**PROBLEM REQUIREMENTS**
Leave out the lines before the one with "PR #53, opened 2024-08-06"; output that line and all remaining lines of the records exactly.

**DATA EXCERPTS**
PR #42, opened 2024-06-25
fix linter and add unit test coverage

rccrdpccl:


controlplane/internal/imageregistry/image_registry_test.go
```diff
@@ -232,57 +202,108 @@ var _ = Describe("ImageRegistry Test", func() {
...
-		registryToml = fmt.Sprintf("%s\n[[registry.mirror]]\nlocation = \"%s\"", registryToml, mirror)
-	}
-	if insecure {
-		registryToml = fmt.Sprintf("%s\ninsecure = true", registryToml)
-	}
-	if pullByTag {
-		registryToml = fmt.Sprintf("%s\npull-from-mirror = \"tag-only\"", registryToml)
-	}
-	return registryToml
+func getSecureRegistryToml() string {
```
rccrdpccl, line 234: @CrystalChun I think trying to use code as simple as possible in the tests always helps. Getting rid of conditions makes clearer what we are testing, and reduce probability of errors in the test itself, otherwise we'd need to write a test for the test :)

PR #43, opened 2024-06-25
MGMT-18017: Refactor placeholder pull secret

CrystalChun:
Moving the function to its own auth file as it's only used by the Agent Control Plane controller.

### DIFF
--- a/controlplane/internal/auth/auth.go
+++ b/controlplane/internal/auth/auth.go
@@ -1,0 +1,25 @@
+package auth
+
+import (
+	corev1 "k8s.io/api/core/v1"
+	metav1 "k8s.io/apimachinery/pkg/apis/meta/v1"
+)
+
+// Assisted-service expects the pull secret to
+// 1. Have .dockerconfigjson as a key
+// 2. Have the value of .dockerconfigjson be a base64-encoded JSON
+// 3. The JSON must have the key "auths" followed by repository with an "auth" key
+func GenerateFakePullSecret(name, namespace string) *corev1.Secret {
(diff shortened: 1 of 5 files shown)


controlplane/internal/auth/auth.go
```diff
@@ -0,0 +1,25 @@
+package auth
```
rccrdpccl, line 1: I was referring to the same `controller` package but I guess this would work as well

controlplane/internal/controller/agentcontrolplane_controller_test.go
```diff
@@ -159,6 +159,46 @@ var _ = Describe("AgentControlPlane Controller", func() {
 				Expect(cd.Spec.PullSecretRef).To(Equal(agentControlPlane.Spec.AgentConfigSpec.PullSecretRef))
 			})
 		})
+
+		When("a pull secret isn't set on the AgentControlPlane", func() {
+			It("should successfully create the ClusterDeployment with the default fake pull secret", func() {
+				By("setting the cluster as the owner ref on the agent control plane")
+				agentControlPlane := getAgentControlPlane()
+				agentControlPlane.SetOwnerReferences(
```
rccrdpccl, line 167: Linter will complain about return value

rccrdpccl: Nevermind, I got confused with the other utility method, sorry :sweat_smile:

controlplane/internal/auth/auth.go
CrystalChun: Oh oops, do you have a preference?

PR #50, opened 2024-07-19
Baremetal install

rccrdpccl:
Add multinode baremetal install capability


bootstrap/config/rbac/role.yaml
```diff
@@ -109,24 +68,18 @@ rules:
 - apiGroups:
   - cluster.x-k8s.io
   resources:
-  - machines
-  - machines/status
+  - machinesets
+  - machinesets/status
```
CrystalChun, line 72: Note for myself to add this to RBAC PR

bootstrap/internal/controller/agentbootstrapconfig_controller.go
```diff
@@ -443,20 +450,27 @@ func (r *AgentBootstrapConfigReconciler) getInfrastructureRefKey(
 	machine *clusterv1.Machine,
 ) (types.NamespacedName, error) {
 	acp := controlplanev1alpha1.AgentControlPlane{}
+	namespace := acp.Namespace
 	err := util.GetTypedOwner(ctx, r.Client, machine, &acp)
 	if err != nil {
-		// Machine is not owned by ACP, check for MD
-		md := clusterv1.MachineDeployment{}
+		// Machine is not owned by ACP, check for MS
+		md := clusterv1.MachineSet{}
```
CrystalChun, line 457: Super minor nit but if we changed this to MachineSet, maybe the var name could match it? 
```suggestion
		ms := clusterv1.MachineSet{}
```

controlplane/internal/controller/clusterdeployment_controller.go
```diff
@@ -327,5 +328,14 @@ func (r *ClusterDeploymentReconciler) computeAgentClusterInstall(
 			ManifestsConfigMapRefs: additionalManifests,
 		},
 	}
+
+	if len(acp.Spec.AgentConfigSpec.APIVIPs) > 0 && len(acp.Spec.AgentConfigSpec.IngressVIPs) > 0 {
+		aci.Spec.APIVIPs = acp.Spec.AgentConfigSpec.APIVIPs
+		aci.Spec.IngressVIPs = acp.Spec.AgentConfigSpec.IngressVIPs
```
CrystalChun, line 334: What version of assisted-service will our operator support?

I ask because previous version require `aci.Spec.APIVIP` and I'm wondering if we should have that too?

controlplane/internal/controller/clusterdeployment_controller.go
```diff
@@ -327,5 +328,14 @@ func (r *ClusterDeploymentReconciler) computeAgentClusterInstall(
...
+		aci.Spec.PlatformType = hiveext.PlatformType(configv1.BareMetalPlatformType)
```
CrystalChun, line 335: Should we also expose `PlatformType` field in our AgentControlPlane spec?

controlplane/internal/controller/clusterdeployment_controller.go
```diff
@@ -327,5 +328,14 @@ func (r *ClusterDeploymentReconciler) computeAgentClusterInstall(
 			ManifestsConfigMapRefs: additionalManifests,
 		},
 	}
+
+	if len(acp.Spec.AgentConfigSpec.APIVIPs) > 0 && len(acp.Spec.AgentConfigSpec.IngressVIPs) > 0 {
```
CrystalChun, line 332: Also should we have a check that if it's a multinode cluster, there should be VIPs set?

bootstrap/config/rbac/role.yaml
CrystalChun: Also we don't seem to look for machine deployments anymore, so could remove that

controlplane/internal/controller/clusterdeployment_controller.go
rccrdpccl: I don't think so, it could be UMN, right?

controlplane/internal/controller/clusterdeployment_controller.go
rccrdpccl: I feel like this detail is not really necessary. Do you have any usecase in mind where this would help?

controlplane/internal/controller/clusterdeployment_controller.go
rccrdpccl: I think this was quite some versions ago, but we can check and make sure, and either:
* before such version, just set APIVIP instead (maybe just pick the first item to keep our API simpler)
* Do not allow installs of what it's probably ancient versions
WDYT?

CrystalChun: The second option is more favorable imo, since we don't want to extend support to prior versions. Do you think it'll be difficult to detect which version is deployed?

controlplane/internal/controller/clusterdeployment_controller.go
CrystalChun: Just wondering in the event the user might want platformType none since that's still a viable option right? Unless we're really only limiting the scope to Sylva and they only want platformType baremetal

rccrdpccl: Yes, platform none is still available. It will be used if we do not specify VIPs (and for SNO)

CrystalChun: Gotcha! Thanks for confirming!

controlplane/internal/controller/clusterdeployment_controller.go
rccrdpccl: I have added naive checking vs the string version, I think we could introspect the image and extract `io.openshift.release` or something to make it better, I will create an issue for that.

bootstrap/internal/controller/agentbootstrapconfig_controller.go
```diff
@@ -483,9 +496,14 @@ func (r *AgentBootstrapConfigReconciler) setMetal3MachineTemplateImage(
 
 	if machineTpl.Spec.Template.Spec.Image.URL != config.Status.ISODownloadURL ||
 		machineTpl.Spec.Template.Spec.Image.DiskFormat != &liveIsoFormat {
+		patchHelper, err := patch.NewHelper(machineTpl, r.Client)
 		machineTpl.Spec.Template.Spec.Image.URL = config.Status.ISODownloadURL
 		machineTpl.Spec.Template.Spec.Image.DiskFormat = &liveIsoFormat
-		if err := r.Client.Update(ctx, machineTpl); err != nil {
+		if err != nil {
+			log.Error(err, "couldn't create patch helper for machineTpl")
```
CrystalChun, line 503: Should we do something here? If there's an error creating the patchHelper then we probably shouldn't run this line right? https://github.com/openshift-assisted/cluster-api-agent/pull/50/files#diff-f7f355380e3be4093bf66be019c03d3592f6d6b366191d2fc800a57eb1599241R506

controlplane/internal/controller/agentcontrolplane_controller.go
```diff
@@ -123,6 +128,17 @@ func (r *AgentControlPlaneReconciler) Reconcile(ctx context.Context, req ctrl.Re
 		controllerutil.AddFinalizer(acp, acpFinalizer)
 	}
 
+	acpVersion, err := semver.NewVersion(acp.Spec.Version)
+	if err != nil {
+		log.Error(err, "invalid version", "version", acp.Spec.Version)
```
CrystalChun, line 133:
```suggestion
		log.Error(err, "invalid version openshift", "version", acp.Spec.Version)
```
Minor: Maybe a good idea to let them know the version of what?

controlplane/internal/controller/agentcontrolplane_controller.go
```diff
@@ -123,6 +128,17 @@ func (r *AgentControlPlaneReconciler) Reconcile(ctx context.Context, req ctrl.Re
...
+		return ctrl.Result{}, err
+	}
+	if acpVersion.LessThan(*minVersion) {
+		conditions.MarkFalse(acp, controlplanev1alpha1.MachinesCreatedCondition, controlplanev1alpha1.MachineGenerationFailedReason,
+			clusterv1.ConditionSeverityError, fmt.Sprintf("version %v is not supported", acp.Spec.Version))
```
CrystalChun, line 138:
```suggestion
			clusterv1.ConditionSeverityError, fmt.Sprintf("openshift version %v is not supported, must be greater than 4.14.0", acp.Spec.Version))
```

Minor: maybe a good idea to let them know the version of what and what's expected?

controlplane/internal/controller/clusterdeployment_controller.go
CrystalChun: Nice! Yeah sounds good

PR #52, opened 2024-07-22
adds code commentary and improves a log message

mhrivnak:


bootstrap/api/v1alpha1/agentbootstrapconfig_types.go
```diff
@@ -87,6 +87,7 @@ type AgentBootstrapConfigStatus struct {
 	// AgentRef references the agent this agent bootstrap config has booted
 	AgentRef *corev1.LocalObjectReference `json:"agentRef,omitempty"`
 
+	// TODO: should this be on the spec?
```
CrystalChun, line 90: I believe we initially moved it here to prevent the user from setting this field. 
What are the reasons to move it to spec?

bootstrap/internal/controller/agent_controller.go
```diff
@@ -147,6 +149,10 @@ func (r *AgentReconciler) findBMH(
 		return nil, errors.New("agent doesn't have inventory yet")
 	}
 
+	// TODO maybe we can find a better way than listing and scanning every BMH
+	// that exists, such as explicitly watching BMHs and setting up a
+	// FieldIndexer.
+	// Example: https://github.com/kubernetes-sigs/kubebuilder/blob/master/docs/book/src/reference/watching-resources/testdata/external-indexed-field/controller.go
```
CrystalChun, line 155: Good idea! Will look into this, thank you!!

bootstrap/internal/controller/agentbootstrapconfig_controller.go
```diff
@@ -432,12 +434,14 @@ func (r *AgentBootstrapConfigReconciler) setMetal3MachineImage(
 			return err
 		}
 		log.V(logutil.TraceLevel).
-			Info("Added ISO URLs to metal3 machines", "machine", metal3Machine.Name, "namespace", metal3Machine.Namespace)
+			Info("Added ISO URL to metal3 machine", "machine", metal3Machine.Name, "namespace", metal3Machine.Namespace)
```
CrystalChun, line 437: Good catch, thank you!!

bootstrap/api/v1alpha1/agentbootstrapconfig_types.go
mhrivnak: It's desired state. We want the URL to be used in the bootstrap process. And of course in a declarative API, we "spec"ify our desired state in the `spec`. :)

The status should be reserved for observations about the world that were taken the last time the owning controller reconciled this resource.

CrystalChun: Ah I see! That makes sense, thank you for the explanation! CC @rccrdpccl

bootstrap/internal/controller/agentbootstrapconfig_controller.go
```diff
@@ -553,6 +559,11 @@ func (r *AgentBootstrapConfigReconciler) SetupWithManager(mgr ctrl.Manager) erro
 		).
 		Watches(
 			&hivev1.ClusterDeployment{},
+			// TODO does this depend on the name and namespace for the
+			// ClusterDeployment being the same as the name and namespace of the
+			// ABC? Could we put an owner reference on the CD instead and use
```
rccrdpccl, line 564: Yes we definitely need to change a few naming convenction, ClusterImageSet is another example.

PR #53, opened 2024-08-06
fix rbac

rccrdpccl:


bootstrap/config/manager/kustomization.yaml
```diff
@@ -4,5 +4,5 @@ apiVersion: kustomize.config.k8s.io/v1beta1
 kind: Kustomization
 images:
 - name: controller
-  newName: quay.io/edge-infrastructure/openshift-capi-agent-bootstrap
-  newTag: latest
+  newName: quay.io/rh_ee_rpiccoli/openshift-capi-agent-bootstrap
```
carbonin, line 7: Probably shouldn't commit this.

rccrdpccl: :facepalm:

adriengentil (approved):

**TASK RESULT**
PR #53, opened 2024-08-06
fix rbac

rccrdpccl:


bootstrap/config/manager/kustomization.yaml
```diff
@@ -4,5 +4,5 @@ apiVersion: kustomize.config.k8s.io/v1beta1
 kind: Kustomization
 images:
 - name: controller
-  newName: quay.io/edge-infrastructure/openshift-capi-agent-bootstrap
-  newTag: latest
+  newName: quay.io/rh_ee_rpiccoli/openshift-capi-agent-bootstrap
```
carbonin, line 7: Probably shouldn't commit this.

rccrdpccl: :facepalm:

adriengentil (approved):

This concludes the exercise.